Exercise requirements
The lines below are to be quoted exactly, from the first through the one that contains "In general the".

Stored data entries
──────

PR #1108, opened 2018-01-09
JBPM-6720 - Test AsyncIntermediateCatchSignalTest.testCorrectProcessS…

mswiderski:
…tateAfterExceptionSignalCommandMulti fails randomly

@baldimir do you mind to take a look?

In general the problem was with work item handler that assumed that calls to the executeWorkItem method will go in sync for given process instance while it is not really the case as executor can pick any job and thus it led to execution of same process instance twice in a roll and thus not completing the other instance that was tried next as it set the first back to true.

### DIFF
--- a/jbpm-test-coverage/src/main/java/org/jbpm/test/wih/FirstErrorWorkItemHandler.java
+++ b/jbpm-test-coverage/src/main/java/org/jbpm/test/wih/FirstErrorWorkItemHandler.java
@@ -16,7 +16,9 @@
 
 package org.jbpm.test.wih;
 
+import java.util.ArrayList;
 import java.util.HashMap;
+import java.util.List;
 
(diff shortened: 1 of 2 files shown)


baldimir:
@mswiderski if green +1, looks good. Thanks for explanation and fix.

mswiderski:
@baldimir you mean green for 10 times in a roll (at least in regards to this test class) ;)

mswiderski:
first green, 9 to go...

Jenkins retest this

baldimir:
@mswiderski I think it is enough if it passes here next time and 10 times locally on your machine :)

mswiderski:
let's try it one more time ... 

jenkins retest this

mswiderski:
Jenkins retest this

mswiderski:
Jenkins retest this

PR #1109, opened 2018-01-09
JBPM-6728 - Missing process definitions when creating duplicated cont…

mswiderski:
…ainer with same processes

### DIFF
--- a/jbpm-services/jbpm-kie-services/src/main/java/org/jbpm/kie/services/impl/bpmn2/ProcessDescriptor.java
+++ b/jbpm-services/jbpm-kie-services/src/main/java/org/jbpm/kie/services/impl/bpmn2/ProcessDescriptor.java
@@ -195,5 +195,30 @@ public class ProcessDescriptor implements Serializable {
         referencedClasses.clear();
         referencedRules.clear();
     }
+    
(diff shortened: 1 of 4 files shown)


jbpm-services/jbpm-kie-services/src/main/java/org/jbpm/kie/services/impl/bpmn2/ProcessDescriptor.java
```diff
@@ -108,7 +108,7 @@ public void resolveReusableSubProcessNames( Collection<Process> deploymentProces
 
 
     public ProcessAssetDesc getProcess() {
-        return process;
+        return process.copy();
```
tsurdilo: Is copy always required? Maybe make it default to copy and configurable to not if its not needed?

mswiderski: yes, it must be copied always to avoid this kind of issues as we can't rely on checks if something is already using it or not.

mswiderski:

mswiderski:

PR #1115, opened 2018-01-16
JBPM-6713 - Fluent Rule Flow API - signal example

tsurdilo:
Adds test to show correct usage for JBPM-6713 and can set dynamic process via RuleFlowProcessFactory now (plus formatting)


tsurdilo:
Jenkins retest please

PR #1118, opened 2018-01-18
JBPM-6732 - Return the input&output data of tasks when using Advanced

mcivantos-tribalyte:
Custom Queries


mswiderski:
ok to test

──────

Response area
PR #1108, opened 2018-01-09
JBPM-6720 - Test AsyncIntermediateCatchSignalTest.testCorrectProcessS…

mswiderski:
…tateAfterExceptionSignalCommandMulti fails randomly

@baldimir do you mind to take a look?

In general the problem was with work item handler that assumed that calls to the executeWorkItem method will go in sync for given process instance while it is not really the case as executor can pick any job and thus it led to execution of same process instance twice in a roll and thus not completing the other instance that was tried next as it set the first back to true.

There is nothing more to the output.